Os líderes rebeldes na cidade falam com orgulho a respeito do que dizem ser um movimento que busca defender as casas e fazendas dos moradores da região. Emad Dalati, líder de uma manifestação local, disse que foi uma das primeiras pessoas presas na cidade após o levante que teve início em março, e falou sobre os líderes da oposição que vivem atualmente fora do país.

"Eles não sabem nada", disse. "Se você vive fora de sua casa, como consegue saber realmente o que está acontecendo lá dentro?"

A trégua ocorreu após seis dias de intensos combates dentro da cidade , resultado de negociações entre os líderes de Zabadani e o general major Assef Shawkat, cunhado do presidente, de acordo com Amer Burhan, um membro do conselho local. Ele disse que o conselho estava administrando os hospitais e enviando voluntários para recolher o lixo.

As tropas do governo circundam a cidade, mas permanecem afastadas por enquanto, disse, talvez por causa das inúmeras visitas de observadores da Liga Árabe. "Nós ainda estamos sitiados", disse Burhan.

A sensação de estarem sitiados era presente na praça Jisr, onde os manifestantes se reuniram em torno de uma árvore na qual penduraram fotografias de moradores que foram mortos. Os manifestantes solicitavam a queda do governo, mas também pediam por um país mais unido, em um apelo para impedir que Zabadani tenha o mesmo destino que outras cidades sírias, como Homs, onde assassinatos sectários predominaram durante as manifestações civis."Zabadiya. Zabidya. Druse, Allawite, o Islã e os cristãos!", gritavam.

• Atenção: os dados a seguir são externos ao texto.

PR #502, opened 2021-07-21
Add error to STDOUT --fail-under-line or --fail-under-branch.

### LINKED ISSUE #98: Coverage Threshold parameter

Spacetown:
Add message suggested in #98.

Closes #98

### DIFF
--- a/CHANGELOG.rst
+++ b/CHANGELOG.rst
@@ -12,7 +12,7 @@ Improvements and new features:
 
 Documentation:
 
- - Add error to STDOUT --fail-under-line or --fail-under-branch. (:issue:`502`)
+ - Add error to STDERR for --fail-under-line or --fail-under-branch. (:issue:`502`)
 
 Internal changes:
 
--- a/CHANGELOG.rst
+++ b/CHANGELOG.rst
@@ -12,6 +12,8 @@ Improvements and new features:
 
 Documentation:
 
+ - Add error to STDOUT --fail-under-line or --fail-under-branch. (:issue:`502`)
+
 Internal changes:
 
  - Clean GCC environment variables in test suite. (:issue:`493`)
--- a/gcovr/__main__.py
+++ b/gcovr/__main__.py
@@ -52,7 +52,7 @@ from .writer.coveralls import print_coveralls_report
 #
 # Exits with status 2 if below threshold
 #
-def fail_under(covdata, threshold_line, threshold_branch):
+def fail_under(covdata, threshold_line, threshold_branch, logger):
     (lines_total, lines_covered, percent,
         branches_total, branches_covered,
         percent_branches) = get_global_stats(covdata)
@@ -61,10 +61,25 @@ def fail_under(covdata, threshold_line, threshold_branch):
         percent_branches = 100.0
 
     if percent < threshold_line and percent_branches < threshold_branch:
+        logger.error(
+            "Failed, not enough line coverage (got: {}, expected min: {})",
+            percent,
+            threshold_line
+        )
         sys.exit(6)
     if percent < threshold_line:
+        logger.error(
+            "Failed, not enough line coverage (got: {}, expected min: {})",
+            percent,
+            threshold_line
+        )
         sys.exit(2)
     if percent_branches < threshold_branch:
+        logger.error(
+            "Failed, not enough branch coverage (got: {}, expected min: {})",
+            percent,
+            threshold_branch
+        )
         sys.exit(4)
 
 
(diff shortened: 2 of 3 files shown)


CHANGELOG.rst
```diff
@@ -12,6 +12,8 @@ Improvements and new features:
 
 Documentation:
 
+ - Add error to STDOUT --fail-under-line or --fail-under-branch. (:issue:`502`)
```
latk, line 15:
```suggestion
 - Add error to STDERR for --fail-under-line or --fail-under-branch. (:issue:`502`)
```

The error messages are actually written to STDERR, as it should be. If messages were written to STDOUT, this would also conflict with reports that are printed to STDOUT, e.g. `gcovr -x > cov.xml`.

gcovr/__main__.py
```diff
@@ -61,10 +61,25 @@ def fail_under(covdata, threshold_line, threshold_branch):
         percent_branches = 100.0
 
     if percent < threshold_line and percent_branches < threshold_branch:
+        logger.error(
+            "Failed, not enough line coverage (got: {}, expected min: {})",
+            percent,
+            threshold_line
+        )
```
latk, line 68: Both the line and branch coverage failed the threshold, but only line coverage is mentioned. Is that intentional?

I'd probably write this code like this, so that independent error messages are shown for each criterion:

```python
exit_code = 0
if percent < threshold_line:
    exit_code |= 2
    logger.error("failed minimum line coverage (got {}%, minimum {}%)", percent, threshold_line)
if percent_branches < threshold_branch:
    exit_code |= 4
    logger.error("failed minimum branch coverage (got {}%, minimum {}%)", percent_branches, threshold_branch)
if exit_code:
    sys.exit(exit_code)
```

gcovr/__main__.py
```diff
@@ -61,10 +61,25 @@ def fail_under(covdata, threshold_line, threshold_branch):
...
         sys.exit(2)
     if percent_branches < threshold_branch:
+        logger.error(
+            "Failed, not enough branch coverage (got: {}, expected min: {})",
+            percent,
+            threshold_branch
```
latk, line 81: Should be `percent_branches`, not `branch`.

Could we add some simple tests that check that the messages contain the correct values? The makefile-based tests can't do this, but capturing STDERR in `test_args.py` should work (by providing coverage data via JSON in a tempfile).

latk (commented):
good feature, some comments.

gcovr/__main__.py
Spacetown: You'r right but the bitwise or for the exitcode is confusing for me. If you search for the sys.ext(6) you'll never find it. What about doing something like:
```python
line_nok = False
branch_nok = False
if percent < threshold_line:
    line_nok = True
    logger.error("failed minimum line coverage (got {}%, minimum {}%)", percent, threshold_line)
if percent_branches < threshold_branch:
    branch_nok = True
    logger.error("failed minimum branch coverage (got {}%, minimum {}%)", percent_branches, threshold_branch)
if line_nok and branch_nok:
    sys.exit(6)
if line_nok:
    sys.exit(2)
if branch_nok:
    sys.exit(4)
```

gcovr/__main__.py
Spacetown: I'll add a test.

gcovr/tests/simple1/Makefile
```diff
@@ -18,10 +18,16 @@ run: txt xml html sonarqube json json_summary coveralls
...
+	$(GCOVR) --fail-under-line 80.1 2>fail_under.stderr; test $$? -eq 2 || ( cat fail_under.stderr & exit 1 )
+	grep -F "failed minimum line coverage" fail_under.stderr
+	$(GCOVR) --fail-under-branch 50.1 2>fail_under.stderr; test $$? -eq 4 || ( cat fail_under.stderr & exit 1 )
+	grep -F "failed minimum branch coverage" fail_under.stderr
+	$(GCOVR) --fail-under-line 80.1 --fail-under-branch 50.1 2>fail_under.stderr; test $$? -eq 6 || ( cat fail_under.stderr & exit 1 )
+	grep -F "failed minimum line coverage" fail_under.stderr
+	grep -F "failed minimum branch coverage" fail_under.stderr
+	$(GCOVR) --fail-under-line $(FAIL_UNDER_LINE) --fail-under-branch 49.9 2>fail_under.stderr; test $$? -eq 0 || ( cat fail_under.stderr & exit 1 )
+	grep -F "failed minimum line coverage" fail_under.stderr; test $$? -eq 1
+	grep -F "failed minimum branch coverage" fail_under.stderr; test $$? -eq 1
```
latk, line 30: I think this can be simplified to `! grep ...`?

latk (approved):

gcovr/tests/simple1/Makefile
Spacetown: But then everithing not 0 will success, from `grep` manpage:
```
EXIT STATUS
     The grep utility exits with one of the following values:

     0     One or more lines were selected.
     1     No lines were selected.
     >1    An error occurred.
```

Os observadores da Liga Árabe visitaram um apartamento que havia sido destruído por um projétil de artilharia, uma entrada de automóveis com um uma grande quantia de munição gasta e um restaurante em uma colina, onde os moradores apontaram para um ninho de atiradores de elite do governo e para os rastros de tanques na terra vermelha.

Um dos observadores, ao entrar em uma Mercedes blindada para sua viagem de volta a Damasco, disse estar confiante à respeito do papel da missão de dissuasão, afirmando que o Exército, "não irá voltar nessa região." Logo depois, um pouco mais hesitante, ele acrescentou: "Eu vou fazer o possível para que não voltem."